[Collected data entries]
..........
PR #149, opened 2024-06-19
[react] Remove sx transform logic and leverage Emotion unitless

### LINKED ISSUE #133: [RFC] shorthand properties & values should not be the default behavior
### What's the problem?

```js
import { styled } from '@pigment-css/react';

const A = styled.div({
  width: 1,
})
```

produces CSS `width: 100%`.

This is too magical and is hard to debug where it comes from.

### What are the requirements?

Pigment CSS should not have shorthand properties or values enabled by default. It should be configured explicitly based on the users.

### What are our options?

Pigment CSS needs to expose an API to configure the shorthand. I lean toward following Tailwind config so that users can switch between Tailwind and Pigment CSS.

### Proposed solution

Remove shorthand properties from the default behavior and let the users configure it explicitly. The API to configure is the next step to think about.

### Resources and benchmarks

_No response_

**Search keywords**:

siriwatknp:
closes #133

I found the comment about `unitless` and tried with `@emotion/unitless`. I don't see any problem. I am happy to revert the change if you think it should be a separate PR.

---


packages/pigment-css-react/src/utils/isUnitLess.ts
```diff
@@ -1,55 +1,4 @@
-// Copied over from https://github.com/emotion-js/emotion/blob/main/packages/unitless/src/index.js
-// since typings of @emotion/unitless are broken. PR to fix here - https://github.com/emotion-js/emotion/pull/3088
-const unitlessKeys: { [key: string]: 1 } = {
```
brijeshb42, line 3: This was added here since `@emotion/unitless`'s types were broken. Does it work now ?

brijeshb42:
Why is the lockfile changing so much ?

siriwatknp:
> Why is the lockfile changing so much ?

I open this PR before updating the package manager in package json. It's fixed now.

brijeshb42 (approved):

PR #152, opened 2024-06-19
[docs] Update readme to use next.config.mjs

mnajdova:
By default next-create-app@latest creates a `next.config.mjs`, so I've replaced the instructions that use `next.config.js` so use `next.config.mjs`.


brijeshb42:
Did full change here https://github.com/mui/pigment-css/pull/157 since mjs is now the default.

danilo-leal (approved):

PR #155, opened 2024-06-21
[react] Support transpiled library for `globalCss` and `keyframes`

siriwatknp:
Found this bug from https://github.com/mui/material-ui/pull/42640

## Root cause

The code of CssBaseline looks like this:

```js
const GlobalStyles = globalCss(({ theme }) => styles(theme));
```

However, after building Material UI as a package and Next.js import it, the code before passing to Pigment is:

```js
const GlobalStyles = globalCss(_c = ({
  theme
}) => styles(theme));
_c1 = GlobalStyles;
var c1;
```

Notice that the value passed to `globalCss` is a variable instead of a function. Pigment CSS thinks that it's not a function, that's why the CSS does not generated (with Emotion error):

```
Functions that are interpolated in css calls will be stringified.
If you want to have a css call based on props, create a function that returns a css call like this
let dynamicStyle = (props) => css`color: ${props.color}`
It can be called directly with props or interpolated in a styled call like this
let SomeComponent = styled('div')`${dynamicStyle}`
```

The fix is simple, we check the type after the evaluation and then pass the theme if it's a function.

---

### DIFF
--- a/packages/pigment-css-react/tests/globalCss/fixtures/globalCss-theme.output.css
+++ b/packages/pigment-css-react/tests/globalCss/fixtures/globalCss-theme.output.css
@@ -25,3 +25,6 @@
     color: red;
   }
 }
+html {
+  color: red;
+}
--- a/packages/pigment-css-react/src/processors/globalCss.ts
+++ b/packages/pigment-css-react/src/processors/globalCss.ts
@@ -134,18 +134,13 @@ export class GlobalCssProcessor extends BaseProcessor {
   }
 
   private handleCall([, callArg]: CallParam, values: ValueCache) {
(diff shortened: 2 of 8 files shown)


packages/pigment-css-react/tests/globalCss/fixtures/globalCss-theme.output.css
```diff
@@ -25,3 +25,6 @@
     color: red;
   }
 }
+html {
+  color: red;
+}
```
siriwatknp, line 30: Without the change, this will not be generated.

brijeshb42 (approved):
..........
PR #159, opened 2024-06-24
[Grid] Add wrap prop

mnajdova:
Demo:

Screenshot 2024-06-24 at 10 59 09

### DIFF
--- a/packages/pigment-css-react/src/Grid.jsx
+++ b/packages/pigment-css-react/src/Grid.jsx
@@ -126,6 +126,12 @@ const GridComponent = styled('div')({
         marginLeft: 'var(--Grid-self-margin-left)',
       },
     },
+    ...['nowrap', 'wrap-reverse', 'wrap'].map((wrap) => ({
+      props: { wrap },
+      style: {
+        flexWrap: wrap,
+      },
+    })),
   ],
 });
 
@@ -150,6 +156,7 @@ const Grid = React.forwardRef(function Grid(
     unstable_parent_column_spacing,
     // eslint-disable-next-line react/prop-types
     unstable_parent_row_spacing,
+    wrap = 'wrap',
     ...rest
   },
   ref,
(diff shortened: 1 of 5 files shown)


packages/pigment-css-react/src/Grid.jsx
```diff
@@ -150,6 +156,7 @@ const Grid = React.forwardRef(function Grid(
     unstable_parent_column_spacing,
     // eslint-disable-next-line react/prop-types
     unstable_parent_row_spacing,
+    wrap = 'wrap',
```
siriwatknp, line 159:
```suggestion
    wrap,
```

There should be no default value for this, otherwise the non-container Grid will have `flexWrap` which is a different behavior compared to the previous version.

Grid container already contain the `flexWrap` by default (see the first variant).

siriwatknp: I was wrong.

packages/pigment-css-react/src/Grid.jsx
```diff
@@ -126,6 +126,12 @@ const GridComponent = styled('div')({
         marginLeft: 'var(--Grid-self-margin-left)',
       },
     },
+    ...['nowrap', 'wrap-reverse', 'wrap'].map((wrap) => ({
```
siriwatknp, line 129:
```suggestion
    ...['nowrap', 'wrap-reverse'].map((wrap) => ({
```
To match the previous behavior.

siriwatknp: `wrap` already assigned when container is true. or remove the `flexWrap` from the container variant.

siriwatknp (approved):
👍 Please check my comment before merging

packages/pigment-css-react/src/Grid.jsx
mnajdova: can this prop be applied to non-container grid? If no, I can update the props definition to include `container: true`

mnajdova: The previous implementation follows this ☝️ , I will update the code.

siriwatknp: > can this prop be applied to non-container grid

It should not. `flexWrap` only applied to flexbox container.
..........
[What is needed]
The lines sought are those in the data above that include the string "problem"; copy each one.

[Response below]
### What's the problem?
I found the comment about `unitless` and tried with `@emotion/unitless`. I don't see any problem. I am happy to revert the change if you think it should be a separate PR.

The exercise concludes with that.